Reverse Mortgage Line Of Credit

One of my favorite features of the reverse mortgage, and by far the most popular option for borrowers, is the line of credit, or LOC. It provides borrowers the most flexibility in the use of their home equity, along with the most control.

Throughout the site you will see how and why you may want to implement a reverse mortgage line of credit. For now, I will just focus on the main benefits.

Interest and Mortgage Insurance Accumulates Only on Borrowed Funds

If you establish a line of credit, you do not pay interest or mortgage insurance on the available funds. This is because it is credit that is available that you have not used yet. Only after you use funds from the line of credit will any interest or mortgage insurance accumulate on the balance. Do keep in mind that there may be an initial loan balance if you lump your closing costs into the loan, or any liens were paid off through the reverse mortgage.



A Reverse Mortgage Line of Credit Creates Liquidity

The biggest problem with home equity is that it is not liquid. The only way you can gain access to a home’s equity is to either sell your home or borrow against it. Using a reverse mortgage, you create liquidity in the home. Requested funds will be wired to your account within 5 business days.

It’s a Revolving Source of Funds

If you choose to make a mortgage payment, the amount of payment you make becomes available in the line of credit. To keep the line of credit open, you cannot pay off the loan completely. You are required to maintain a small balance. This varies for each servicing company. It could be as little as $1, or it could be $100. It is best to contact your servicer and find out what their requirements are before sending in a payment that drastically reduces your loan balance.



It is Secure

As long as you are living in the home and paying your taxes, insurance and other housing expenses, maintaining your home and following the terms of your mortgage agreement, then you are guaranteed access to any available funds. This is true regardless of your loan balance or current value of your home. The exceptions to this would be if your home is in a declared disaster area or the home has been in a fire. Funds can be frozen until there is proof the home was not damaged or repairs have been made. Funds can be released to make needed repairs to the home.

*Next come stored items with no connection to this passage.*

PR #1566, opened 2026-03-06
ignore language_name_component NONE element with value -1

Halavus:
added a break in the 2 concerned for loops


SilasD:
reference: PR #1595 which also fixed a problem in this code.  I do not think this PR caused the issue 1595 targetted, but I am still confuzzled why 1595 was needed; I still suspect a race.

PR #1568, opened 2026-03-16
Issue #5751 - gui/siegemanager - cleaner error logging if no siege engine selected

Halavus:

### DIFF
--- a/gui/siegemanager.lua
+++ b/gui/siegemanager.lua
@@ -419,7 +419,7 @@ function SiegeEngineList:set_selected_action(action)
     if not selected then
         qerror('No siege engine selected')
     end
-    
+
     local successful = set_siege_engine_action({selected.data}, action)
     if not successful then
         self:refresh_view(true)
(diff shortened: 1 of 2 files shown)


Halavus:
pre-commit.ci autofix

gui/siegemanager.lua
```diff
@@ -416,6 +416,10 @@ end
 function SiegeEngineList:set_selected_action(action)
     local _, selected = self.subviews.list:getSelected()
 
+    if not selected then
+        qerror('No siege engine selected')
+    end
+
```
chdoc, line 422: I think this is fundamentally the wrong way to fix the problem. All it does is change the error instead of avoiding it. The underlying issue is that the labels for setting the siege engines stance are enabled even if there is no siege engine selected. Thus, the right way to address this is to provide a function/callback that checks whether the labels should be enabled, as has been done here for example:

https://github.com/DFHack/scripts/blob/56c934eb5d4c957ca731705783a0a43397a9ba2c/idle-crafting.lua#L576-L580

chdoc (changes requested):

chdoc:
Superseded by #1602

PR #1571, opened 2026-03-24
Add gear assembly toggle widget

### LINKED ISSUE #5763: Idea: Tool that toggles gear assembly
Not sure of the feasibility of this one. The game seems to create a new machine whenever parts are separated. Toggling a flag on the gear isn't enough to get DF to do that, cause building collapse, etc.

Bumber64:
Add a toggle button on the gear assembly building that allows engaging/disengaging them.

Toggling a gear assembly at will is possibly Armok mode level control. However, I think it's already possible to disengage machines through spooky action by cancelling construction of unfinished machine parts to cause a collapse. I'd require dwarf interaction if I could.

`RollerOverlay:render` was using `TrackStopOverlay.super.render`. I fixed that, but I'm not sure there's a visible effect to that change.

It may be worth renaming the `trackstop` script to something fitting the increased scope at some point.

### DIFF
--- a/changelog.txt
+++ b/changelog.txt
@@ -29,6 +29,7 @@ Template for new versions:
 ## New Tools
 
 ## New Features
+- `trackstop`: can now toggle gear assemblies
 
 ## Fixes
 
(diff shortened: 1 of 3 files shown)


ab9rf:
This needs to have armok mode filtering enabled since it allows bypassing normal game mechanics

Bumber64:
> This needs to have armok mode filtering enabled since it allows bypassing normal game mechanics

How do we do that for this one specific widget?

Bumber64:
Replacing with #1590

PR #1582, opened 2026-04-25
Fix gm-unit: dynamically update size_cur when modifying body appearance

sizzlins:
Fixes #5793.

This pull request implements the math to dynamically update size_cur when modifying body appearance values (Height, Broadness, Length) in gm-unit. Previously, modifying these values left size_cur untouched (fulfilling the 3-year-old TODO in editor_body.lua). It uses standard DF scaling integer math to perfectly match the engine's volume calculations.


internal/gm-unit/editor_body.lua
```diff
@@ -45,6 +57,18 @@ function Editor_Body_Modifier:setBodyModifier(modifierIndex, value)
   -- Update the world texture
   self.target_unit.flags4.any_texture_must_be_refreshed = true
 
+  -- Manually recalculate body size
```
ab9rf: this code is an exact duplicate of the code above. write a function and call it in both places. Don't Repeat Yourself.

ab9rf (changes requested):

sizzlins:
superseded by #1594

PR #1583, opened 2026-04-25
Add manual-save script (closes DFHack/dfhack#5792)

sizzlins:
Adds a `manual-save` command that creates persistent, named save snapshots that won't be overwritten by autosaves. Works by triggering a native autosave and then duplicating the result into a timestamped folder. Includes a `--cleanup` flag to prune old snapshots. Compatible with the `repeat` command for rolling saves.


Bumber64:
It may be better to use `simulateInput` to press the buttons required to perform a manual save. (Hopefully there's a way to set the save name on the viewscreen rather than simulating the name inputs.) It's clunky, but better than messing with the file system.

sizzlins:
image

manual-save.lua
```diff
@@ -0,0 +1,203 @@
...
+
+    local date_str = os.date("%Y-%m-%d_%H-%M-%S")
+    local final_folder_name = positional_name or (fort_name .. "-Manual-" .. date_str)
+
+    print("Initiating manual save...")
+    print("Saving natively to: " .. final_folder_name)
+
+    -- Inject the text and trigger the save UI natively
+    local options = df.global.game.main_interface.options
+    options.open = true
```
Bumber64: It's my understanding that this isn't safe. Viewscreens need to be opened via simulated input to initialize properly.

sizzlins: @Bumber64 fixed, now uses simulated input to open options menu instead of options.open=true

manual-save.lua
```diff
@@ -0,0 +1,205 @@
...
+    return dfhack.filesystem.rmdir(path)
+end
+
+-- ---------------------------------------------------------------------------
+-- Save-directory resolution
+-- ---------------------------------------------------------------------------
+
+-- DF Premium stores saves under %APPDATA%/Bay 12 Games/Dwarf Fortress/save.
+-- Classic/portable installs keep them next to the executable.
+local function getTrueSaveDir()
```
ab9rf: I am not at all confident that this is safe across all platforms and it does not reflect portable mode behavior correctly. It also replicates code found in `Filesystem::getBaseDir` which should be used instead

manual-save.lua
```diff
@@ -0,0 +1,205 @@
...
+
+if not dfhack.world.isFortressMode() then
+    qerror('This script can only be used in fortress mode')
+end
+
+-- ---------------------------------------------------------------------------
+-- File helpers
+-- ---------------------------------------------------------------------------
+
+-- Recursively delete a directory tree. Returns true on success.
```
ab9rf: I don't like using `os.remove`, and furthermore `std::filesystem` already has a recursive directory delete which I'd prefer to proxy into Lua (via the `Filesystem` module, if needed) instead of replicating an already implemented mechanic in obscure Lua code

sizzlins: ive refactored this to use dfhack.filesystem.rmdir_recursive as requested, with a graceful qerror fallback for now since it hasnt been exposed to lua yet, let me know if you plan to proxy that api in the c++ core, or if youd like me to open a separate PR on the main dfhack repo to add it

sizzlins: actually I just did create dfhack.filesystem.rmdir_recursive, heres the link to the pull
https://github.com/DFHack/dfhack/pull/5834

PR #1585, opened 2026-05-15
`caravan`: fix special case for obsidian swords

### LINKED ISSUE #5660: Elf trading ethics warning
Wooden training spears, axes, and swords are not flagged with an ethics warning against elves in either the vanilla or dfhack trading windows.

chdoc:
fixes: https://github.com/DFHack/dfhack/issues/5660

It turns out that obsidian short swords are not the only wooden weapons...

### DIFF
--- a/changelog.txt
+++ b/changelog.txt
@@ -32,6 +32,8 @@ Template for new versions:
 
 ## Fixes
 
+- `caravan`: fix ethics warning for wooden weapons
+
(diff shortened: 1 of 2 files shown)


quietust:
Looks reasonable to me - the weapon check should be in addition to the material checks (on the item and its improvements), not *instead* of them.

ab9rf (approved):

PR #1588, opened 2026-05-19
`fix/stuck-worship`: fix lookup of units current prayer target(s)

chdoc:
Issue: fix/stuck-worship considers the possible targets of a prayer to be all the deity links of the person organizing the worship. This is highly dubious, in particular for undedicated temples. 

The new function looks up the deity in the prayer sub-activity (to the worship activity in the respective temple) of the praying unit.

### DIFF
--- a/changelog.txt
+++ b/changelog.txt
@@ -32,6 +32,8 @@ Template for new versions:
 
 ## Fixes
 
+- `fix/stuck-worship`: fix lookup of units current prayer target(s).
+
 ## Misc Improvements
 
 ## Removed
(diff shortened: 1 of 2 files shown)


ab9rf:
I remember that you did some research on this after this PR was submitted, but don't remember what that research showed. Is this PR still an improvement in light of that? I'm inclined to merge but I wanted to check with you first.

chdoc:
Sorry for being so unresponsive lately. While I am convinced that the way the prayer target is currently determined is wrong, the way the game currently assigns happy thoughts after praying is also wrong (in the sense that neither is following what the game shows as the prayer target for the unit). I am no longer convinced that fixing this actually makes the situation better. Also, my testing has mostly been done in undedicated temples. 

I am downgrading this to draft status until I get around to do some more thorough testing including various dedicated temples.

The Unused Portion of the Line of Credit Grows in Availability
This feature of the line of credit is amazing. It offers one of the most tantalizing reasons to get a reverse mortgage. It is also one of the biggest arguments as to why senior homeowners should get a reverse mortgage even if they don’t necessarily need one.

The unused portion of the line of credit grows at the current interest rate plus .5%.  Interest rates are determined by the margin and the index. For example, if the margin was 2.75% and the index was 1.5%, the interest rate would be 4.25%.

4.25% + .5% = 4.75% growth rate on the line of credit

It gets even better. Even if the index dropped to 0% and, using the example above, you will still get a 3.25% growth rate on the line of credit.

2.75% + .5% = 3.25% growth
rate on the line of credit

Growth in The Line of Credit

$300,000 Home Owned Free and Clear – 5.032% Initial Growth Rate – Line of Credit Taken Out at 62 – Assuming No Draws from Credit Line *

Age Line of Credit Available
62 $109,543
66 $140,969
70 $171,486
74 $211,049
78 $258,234
82 $332,316
87 $406,413
90 $497,521

*For illustrative purposes only. Line of credit availability based on youngest borrower’s age, home value and current interest rates. Future growth rates are determined by future changes of LIBOR index rates, which could move up or down. Example above assumes no change in the initial growth rate. Initial interest rate of 4.532%, expected rate of 4.99%, principal limit $123,000, remaining principal limit after fees $109,543.

Unlike a traditional asset that grow in value, you do not pay taxes on the growth of the line of credit when you use the proceeds.